##### SOURCE DATA
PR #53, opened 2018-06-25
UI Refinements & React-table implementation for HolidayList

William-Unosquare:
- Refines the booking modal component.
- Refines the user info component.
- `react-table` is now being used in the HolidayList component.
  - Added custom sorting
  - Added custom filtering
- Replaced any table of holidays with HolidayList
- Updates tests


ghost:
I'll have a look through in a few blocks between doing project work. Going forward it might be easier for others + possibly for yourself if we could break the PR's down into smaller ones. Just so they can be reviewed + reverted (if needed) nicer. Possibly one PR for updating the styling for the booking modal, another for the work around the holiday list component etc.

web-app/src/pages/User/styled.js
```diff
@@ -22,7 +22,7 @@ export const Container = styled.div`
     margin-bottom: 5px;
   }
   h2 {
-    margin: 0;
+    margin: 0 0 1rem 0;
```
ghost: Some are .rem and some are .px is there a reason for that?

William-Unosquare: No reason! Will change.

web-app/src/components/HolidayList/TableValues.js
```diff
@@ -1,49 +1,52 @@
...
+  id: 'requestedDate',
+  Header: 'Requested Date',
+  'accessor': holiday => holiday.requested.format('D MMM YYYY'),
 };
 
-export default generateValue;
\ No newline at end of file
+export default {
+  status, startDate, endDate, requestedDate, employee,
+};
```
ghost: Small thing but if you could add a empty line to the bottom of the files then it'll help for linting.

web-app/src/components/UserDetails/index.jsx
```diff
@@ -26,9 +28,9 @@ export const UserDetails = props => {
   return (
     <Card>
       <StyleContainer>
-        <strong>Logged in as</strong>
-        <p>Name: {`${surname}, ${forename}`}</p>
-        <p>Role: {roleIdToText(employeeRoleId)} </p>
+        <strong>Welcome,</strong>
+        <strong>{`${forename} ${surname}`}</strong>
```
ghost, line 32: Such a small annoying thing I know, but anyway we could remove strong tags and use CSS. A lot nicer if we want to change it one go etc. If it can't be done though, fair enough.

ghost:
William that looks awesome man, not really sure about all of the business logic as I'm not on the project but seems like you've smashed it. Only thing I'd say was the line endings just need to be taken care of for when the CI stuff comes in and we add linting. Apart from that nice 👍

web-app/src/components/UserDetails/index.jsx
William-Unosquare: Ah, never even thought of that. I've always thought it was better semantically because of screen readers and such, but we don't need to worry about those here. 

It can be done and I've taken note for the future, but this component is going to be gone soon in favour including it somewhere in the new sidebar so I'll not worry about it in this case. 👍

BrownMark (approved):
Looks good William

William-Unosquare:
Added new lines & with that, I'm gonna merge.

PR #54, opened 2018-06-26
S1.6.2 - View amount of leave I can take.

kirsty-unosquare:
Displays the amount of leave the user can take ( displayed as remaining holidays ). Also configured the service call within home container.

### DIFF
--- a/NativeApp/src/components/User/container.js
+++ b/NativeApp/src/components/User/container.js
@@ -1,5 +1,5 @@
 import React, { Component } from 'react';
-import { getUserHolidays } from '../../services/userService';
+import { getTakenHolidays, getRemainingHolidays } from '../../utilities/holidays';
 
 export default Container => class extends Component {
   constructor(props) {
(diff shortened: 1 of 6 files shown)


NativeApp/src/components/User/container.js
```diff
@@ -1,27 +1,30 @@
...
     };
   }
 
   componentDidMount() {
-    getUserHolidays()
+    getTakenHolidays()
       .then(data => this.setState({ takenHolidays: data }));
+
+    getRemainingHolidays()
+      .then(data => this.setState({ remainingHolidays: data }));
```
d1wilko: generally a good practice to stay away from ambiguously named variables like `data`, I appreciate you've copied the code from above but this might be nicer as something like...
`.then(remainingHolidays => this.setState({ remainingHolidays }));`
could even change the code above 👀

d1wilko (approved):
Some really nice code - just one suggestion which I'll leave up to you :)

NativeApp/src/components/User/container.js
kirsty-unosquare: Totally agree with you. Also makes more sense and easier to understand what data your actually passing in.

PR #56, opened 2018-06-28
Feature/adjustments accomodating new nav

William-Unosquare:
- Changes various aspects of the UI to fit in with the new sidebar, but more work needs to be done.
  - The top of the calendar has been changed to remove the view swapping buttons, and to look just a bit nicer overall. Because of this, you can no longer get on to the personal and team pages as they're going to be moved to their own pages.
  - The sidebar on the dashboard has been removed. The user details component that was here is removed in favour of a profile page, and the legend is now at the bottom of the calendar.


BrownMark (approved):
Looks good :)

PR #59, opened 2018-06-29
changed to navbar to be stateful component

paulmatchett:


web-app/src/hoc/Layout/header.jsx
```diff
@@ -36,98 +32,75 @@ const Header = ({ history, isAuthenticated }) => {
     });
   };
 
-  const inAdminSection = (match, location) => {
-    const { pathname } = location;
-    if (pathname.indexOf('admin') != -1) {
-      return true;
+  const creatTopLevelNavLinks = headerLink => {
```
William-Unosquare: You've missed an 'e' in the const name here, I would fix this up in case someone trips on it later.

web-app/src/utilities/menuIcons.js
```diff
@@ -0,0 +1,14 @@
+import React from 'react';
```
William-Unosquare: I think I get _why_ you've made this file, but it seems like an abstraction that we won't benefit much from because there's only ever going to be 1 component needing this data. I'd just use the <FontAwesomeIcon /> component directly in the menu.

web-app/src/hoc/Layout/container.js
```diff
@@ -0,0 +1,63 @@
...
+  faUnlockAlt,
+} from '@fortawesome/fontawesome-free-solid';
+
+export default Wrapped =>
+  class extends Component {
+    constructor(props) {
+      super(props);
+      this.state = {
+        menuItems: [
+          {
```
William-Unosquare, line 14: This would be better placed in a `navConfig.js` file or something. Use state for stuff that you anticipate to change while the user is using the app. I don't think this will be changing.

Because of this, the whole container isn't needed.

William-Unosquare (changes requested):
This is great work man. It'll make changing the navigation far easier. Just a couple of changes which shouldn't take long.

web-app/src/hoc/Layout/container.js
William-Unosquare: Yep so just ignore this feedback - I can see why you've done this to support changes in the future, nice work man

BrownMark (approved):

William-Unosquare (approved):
##########
Extract every line above containing the word "pages".

web-app/src/pages/User/styled.js
  - The top of the calendar has been changed to remove the view swapping buttons, and to look just a bit nicer overall. Because of this, you can no longer get on to the personal and team pages as they're going to be moved to their own pages.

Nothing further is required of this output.